Unit tests for individual components
Integration tests for end-to-end workflows
Performance tests with various document sizes
Edge case tests for malformed HTML
Round-trip tests to ensure content preservation

API Reference

Core Classes

`HTMLExtractMergeTool`

Main interface for extraction and merging operations.

Methods:

extract(html: str) -> Tuple[str, str]: Create superset and subset
merge(edited: str, subset: str, superset: str, original: str) -> str: Merge content

`ProcessingConfig`

Configuration object for customizing behavior.

Parameters:

id_prefix: str: Prefix for generated IDs (default: "auto_")
similarity_threshold: float: Minimum similarity for fuzzy matching (default: 0.7)
enable_llm_resolution: bool: Use LLM for conflicts (default: False)
performance_profile: str: Processing profile - fast|balanced|accurate (default: "balanced")

`LLMReconciler`

Interface for LLM-powered conflict resolution.

Parameters:

api_key: str: OpenAI API key
model: str: Model name (default: "gpt-4o-mini")
max_context_tokens: int: Maximum tokens per request (default: 1000)

Utility Functions

from htmladapt.utils import (
    validate_html,
    estimate_processing_time,
    optimize_for_size
)

# Validate HTML before processing
is_valid, issues = validate_html(html_content)

# Estimate processing requirements
time_estimate, memory_estimate = estimate_processing_time(html_content)

# Optimize large documents
optimized_html = optimize_for_size(html_content, target_size_mb=5)

Integration Examples

Flask Web Application

from flask import Flask, request, jsonify
from htmladapt import HTMLExtractMergeTool

app = Flask(__name__)
tool = HTMLExtractMergeTool()

@app.route('/extract', methods=['POST'])
def extract_content():
    html = request.json['html']
    superset, subset = tool.extract(html)
    return jsonify({
        'superset': superset,
        'subset': subset
    })

@app.route('/merge', methods=['POST'])
def merge_content():
    data = request.json
    result = tool.merge(
        data['edited'],
        data['subset'],
        data['superset'],
        data['original']
    )
    return jsonify({'result': result})

Django Integration

# models.py
from django.db import models

class Document(models.Model):
    original_html = models.TextField()
    superset_html = models.TextField()
    subset_html = models.TextField()

    def extract_content(self):
        from htmladapt import HTMLExtractMergeTool
        tool = HTMLExtractMergeTool()
        self.superset_html, self.subset_html = tool.extract(self.original_html)
        self.save()

    def merge_content(self, edited_html):
        from htmladapt import HTMLExtractMergeTool
        tool = HTMLExtractMergeTool()
        return tool.merge(
            edited_html,
            self.subset_html,
            self.superset_html,
            self.original_html
        )

Celery Background Processing

from celery import Celery
from htmladapt import HTMLExtractMergeTool

app = Celery('htmladapt_tasks')
tool = HTMLExtractMergeTool()

@app.task
def process_large_document(html_content, user_id):
    try:
        superset, subset = tool.extract(html_content)
        # Store results or notify user
        return {'status': 'success', 'subset_id': store_subset(subset)}
    except Exception as e:
        return {'status': 'error', 'message': str(e)}

@app.task
def merge_edited_content(edited_html, subset_html, superset_html, original_html):
    result = tool.merge(edited_html, subset_html, superset_html, original_html)
    return result

Contributing

We welcome contributions!

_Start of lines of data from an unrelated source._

PR #2360, opened 2026-08-06
fix(test): emit NodeNext-compatible provider type specifiers

### LINKED ISSUE #2354: `vite-plus/test/browser-playwright` is error-typed under NodeNext
## Describe the bug

Importing `playwright` from `vite-plus/test/browser-playwright` causes Oxlint type-aware rules to treat `playwright()` as an error-typed value when the consumer uses NodeNext module resolution.

`vp check` reports `typescript(no-unsafe-return)` and `typescript(no-unsafe-assignment)`. Changing only the import to `@vitest/browser-playwright` makes the same configuration pass. Browser tests pass with either import, so the runtime implementation is unaffected.

The published `dist/test/browser-playwright.d.ts` rewrites Vitest bare module specifiers to extensionless relative ESM specifiers such as `./node`, `./browser`, and `./_at-vitest-browser`. TypeScript reports TS2834 or TS2835 for these declarations under NodeNext when library checking is enabled, while Oxlint resolves the provider as an error-typed value.

https://github.com/voidzero-dev/vite-plus/blob/7586d911b477d563d0e155ac103ee40c8c61e765/packages/cli/build.ts#L842-L851

I confirmed the cause by adding `.js` only to those generated relative specifiers. Both Oxlint diagnostics disappeared, and TypeScript declaration output resolved the return type as `import("vitest/node").BrowserProviderOption` instead of emitting an unqualified `BrowserProviderOption`.

This reproduces with Vite+ 0.2.7 and 0.2.8. The generated `browser-playwright.d.ts` files in both releases are byte-for-byte identical.

This differs from #1634: that issue concerned duplicate Vitest type identities when importing `@vitest/browser-playwright` directly. Here, the Vite+ re-export itself becomes error-typed under NodeNext.

The impact is that the `vite-plus/prefer-vite-plus-imports` rule recommends an import that makes `vp check` fail in a valid NodeNext configuration. The current workaround is to keep the direct import and suppress that rule.

A possible fix is to emit NodeNext-compatible `.js` specifiers from `relToShim` and add a regression test covering the generated provider declarations with NodeNext and type-aware Oxlint.

## Reproduction

https://github.com/eai04191/vite-plus-browser-playwright-nodenext-reproduction

## Steps to reproduce

1. Clone the reproduction repository.
2. Run `pnpm install --frozen-lockfile`.
3. Run `pnpm run check` and observe the two error-typed-value diagnostics.
4. Run `pnpm run check:direct`; the equivalent configuration using `@vitest/browser-playwright` passes.
5. Run `pnpm run typecheck` and `pnpm run typecheck:direct`; both pass with `skipLibCheck`.
6. Run `pnpm run install-browser`, `pnpm test`, and `pnpm run test:direct`; both browser tests pass.

## System Info

```shell
$ vp env current

$ vp --version
vp v0.2.8

Local vite-plus:
  vite-plus  v0.2.8

Tools:
  vite             v8.2.0
  rolldown         v1.2.2
  vitest           v4.1.10
  oxfmt            v0.61.0
  oxlint           v1.76.0
  oxlint-tsgolint  v7.0.2001
  tsdown           v0.22.14

Node.js v26.5.0
pnpm 11.1.2
macOS 15.7.7 arm64
```

## Used Package Manager

pnpm

## Logs

```shell
$ pnpm run check
$ vp check --no-fmt vite.config.ts

typescript(no-unsafe-return): Unsafe return of a value of type error.
  vite.config.ts:5:3
  return playwright({});

typescript(no-unsafe-assignment): Unsafe assignment of an error typed value.
  vite.config.ts:25:7
  provider: createPlaywrightProvider(),

Found 2 errors and 0 warnings in 1 file
```

## Validations

- [x] Checked open and closed issues and pull requests for the same bug.
- [x] Confirmed this is caused by Vite+'s generated declarations rather than Vitest or Oxlint.
- [x] The public reproduction is minimal and independently runnable.

byCodex

eai04191:
## Summary

- Emit `.js` extensions for relative shim specifiers in inlined browser-provider declarations so they resolve under NodeNext.
- Add regression coverage using the public `vite-plus/test/browser-playwright` types export.

Fixes #2354

## Validation

- `pnpm --filter vite-plus test src/__tests__/exports-map.spec.ts`
- `vp check`
- Verified `pnpm run check` and `pnpm run typecheck` in the public reproduction using a locally packed Vite+ build

byCodex

### DIFF
--- a/packages/cli/build.ts
+++ b/packages/cli/build.ts
@@ -842,7 +842,7 @@ async function writeInlinedProviderDts(
   const relToShim = (sub: string): string => {
     const r = relative(outDir, testDistDir).replaceAll('\\', '/');
     const prefix = r === '' ? '.' : r.startsWith('.') ? r : `./${r}`;
-    return `${prefix}/${sub}`;
+    return `${prefix}/${sub}.js`;
   };
   let result = upstream;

Please see CONTRIBUTING.md for guidelines.

Development Setup

# Clone the repository
git clone https://github.com/yourusername/htmladapt.git
cd htmladapt

# Create virtual environment
python -m venv venv
source venv/bin/activate  # On Windows: venv\Scripts\activate

# Install in development mode
pip install -e ".[dev,test,llm]"

# Run tests
pytest

# Run type checking
mypy htmladapt/

# Format code
black htmladapt/
ruff check htmladapt/

Architecture for Contributors

The codebase is organized into logical modules:

htmladapt/
├── core/
│   ├── parser.py          # HTML parsing logic
│   ├── extractor.py       # Content extraction
│   ├── matcher.py         # Element matching algorithms
│   └── merger.py          # Content reconciliation
├── algorithms/
│   ├── id_generation.py   # ID generation strategies
│   ├── tree_diff.py       # Tree comparison algorithms
│   └── fuzzy_match.py     # Similarity scoring
├── llm/
│   ├── reconciler.py      # LLM integration
│   └── prompts.py         # Prompt templates
├── utils/
│   ├── html_utils.py      # HTML processing utilities
│   └── performance.py    # Performance optimization
└── tests/
    ├── unit/              # Unit tests
    ├── integration/       # Integration tests
    └── benchmarks/        # Performance tests

License

MIT License - see LICENSE file for details.

Support and Community

Documentation: https://htmladapt.readthedocs.io
Issues: GitHub Issues
Discussions: GitHub Discussions
Email: support@htmladapt.dev

Citation

If you use HTMLAdapt in academic research, please cite:

@software{htmladapt2024,
  title={HTMLAdapt: Intelligent HTML Content Extraction and Merge Tool},
  author={Your Name},
  year={2024},
  url={https://github.com/yourusername/htmladapt}
}

HTMLAdapt - Making HTML content transformation intelligent, reliable, and effortless.

Project details

These details have not been verified by PyPI

Project links

Release history Release notifications | RSS feed

1.0.12

Sep 25, 2025

1.0.11

Sep 25, 2025

1.0.10

Sep 25, 2025

1.0.9

Sep 25, 2025

1.0.8

Sep 25, 2025

This version

1.0.4

Sep 25, 2025

Download files

Download the file for your platform. If you're not sure which to choose, learn more about installing packages.

Source Distribution

htmladapt-1.0.4.tar.gz (18.1 kB view details)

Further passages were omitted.